In developmental disorders, we have mainly been focusing on intellectual disabilities, autism, and ADHD. We have been involved in the first publicly funded UK intervention trial of intensive Applied Behaviour Analysis intervention for pre-school children with autism, and have shown that ABA intervention leads to clinically meaningful benefits in intellectual and adaptive functioning for children, whilst placing no additional strain on family functioning. Other research in the intellectual disabilities field is focused on family adaptation and behaviour problems. In ADHD, we have focused on intervention research through parent training for pre-school children, ADHD in adults, and behavioural interventions for children. Our researchers have also studied emotion and social cognition processes in clinical disorders such as neurological problems and autism. In adult clinical disorders, work focuses on the importance of emotion in decision-making, and primarily on the role of emotion in a range of unverified belief states (from dreaming to psychosis) - focusing especially on the neurobiology of false beliefs, by studying patients with focal neurological lesions.

Finally, in research focused on older adults, we have examined the impact of developing cognitive impairment on self and relationship, leading to a model of coping and adjustment in early-stage dementia and, related to this, a biopsychosocial model of awareness and anosognosia which accounts for the complex range of factors involved in determining level of awareness among people with dementia. We have also carried out pioneering work on individualised, goal-oriented cognitive rehabilitation for people with early-stage dementia, and have been involved with several major trials of interventions with people with dementia and their caregivers that have added significantly to the available evidence-base, and will influence guidelines for the NHS on the management of dementia.

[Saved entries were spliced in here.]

PR #5496, opened 2025-07-07
feat: Added relationship support to all API endpoints

ntkathole:

This enhancement allows users to query relationships and lineage information for all Feast objects (entities, feature views, data sources, feature services, etc.) through a consistent `include_relationships` parameter.

- Include all relationships (both direct and indirect) for the object(s) in the list and get API response. 
- Added `get_object_relationships()` function for single object relationship queries.
- Added `get_relationships_for_objects() `function for bulk relationship queries.
- Added relationship for entity <-> data sources and test coverage for entity-to-data source relationships.
- Updated API endpoint documentation with relationship examples.

Screenshot 2025-07-07 at 3 34 27 PM

### DIFF
--- a/docs/reference/feature-servers/registry-server.md
+++ b/docs/reference/feature-servers/registry-server.md
@@ -32,6 +32,15 @@ Most endpoints support these common query parameters:
 - `allow_cache` (optional, default: `true`): Whether to allow cached data
 - `tags` (optional): Filter results by tags in key=value format
 
+#### Relationship Parameters
+- `include_relationships` (optional, default: `false`): Include all relationships (both direct and indirect) for the object(s) in the response
+
+#### Pagination Parameters (List Endpoints Only)
+- `page` (optional): Page number (starts from 1)
+- `limit` (optional, max: 100): Number of items per page
+- `sort_by` (optional): Field to sort by
+- `sort_order` (optional): Sort order: "asc" or "desc" (default: "asc")
+
 ### Entities
 
 #### List Entities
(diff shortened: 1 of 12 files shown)


docs/reference/feature-servers/registry-server.md
```diff
@@ -32,17 +32,41 @@ Most endpoints support these common query parameters:
 - `allow_cache` (optional, default: `true`): Whether to allow cached data
 - `tags` (optional): Filter results by tags in key=value format
 
+#### Relationship Parameters
+- `include_relationships` (optional, default: `false`): Include all relationships (both direct and indirect) for the object(s) in the response
+
+#### Pagination Parameters (List Endpoints Only)
+- `page` (optional): Page number (starts from 1)
+- `limit` (optional, max: 100): Number of items per page
```
jyejare, line 40: Add the default value as well ?

docs/reference/feature-servers/registry-server.md
```diff
@@ -275,6 +394,140 @@ All endpoints return JSON responses with the following general structure:
...
+- Feature Services → Feature Views (feature services consume feature views)
+- Entities → Data Sources (entities connect to data sources through feature views)
+- Entities → Feature Services (entities connect to feature services through feature views)
+
+#### Pagination
+
+All list endpoints support pagination to improve performance and manageability of large datasets:
+
+- **`page`** - Page number (starts from 1)
+- **`limit`** - Number of items per page (maximum 100)
```
jyejare, line 527: Why do we have a maximum limitation of 100 ?

jyejare (commented):
LGTM, few non blocking comments.

docs/reference/feature-servers/registry-server.md
ntkathole: This is simply to prevent from requesting excessively large datasets and very large result sets are typically not useful for UI display anyway. Also, REST API may be processing relationships (when `include_relationships=true`) which can multiply the data size significantly.

docs/reference/feature-servers/registry-server.md
ntkathole: Pagination is optional, and adding default value will change the existing behavior, which is not good.

jyejare: I mean if limit is optional, there should be some default value we would have `if limit is not given`.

Funding sources for clinical psychology research include the Medical Research Council (MRC), the Economic and Social Research Council (ESRC), the Welsh Office of Research & Development (WORD), the Department of Health, Unilever plc, the US-based National Institute of Mental Health (NIMH) and various charitable sources.

Health Psychology

Research within the Health Psychology group comprises two main strands, one concerned with the psychology of prevention and health promotion, the other with the psychology of illness and disability. In the prevention and health promotion strand, we have been developing a functional model of health-related behaviour, in which individuals’ behaviour is to be understood in terms of their motives/goals. This entails developing new measures of motives, identifying the major determinants (e.g., personality and self-image) of motives, and elucidating the roles that motives play in behaviour change. Much of his research focuses on physical exercise, including collaboration with exercise physiologists on how activity can be measured objectively. In the illness and disability strand our research has addressed illness-related cognition, emotion, and behaviour focusing on how differences or discrepancies in these factors amongst patient-carer dyads influence clinical and psychosocial outcomes. This work challenges and extends current, somewhat individualistic, models of illness.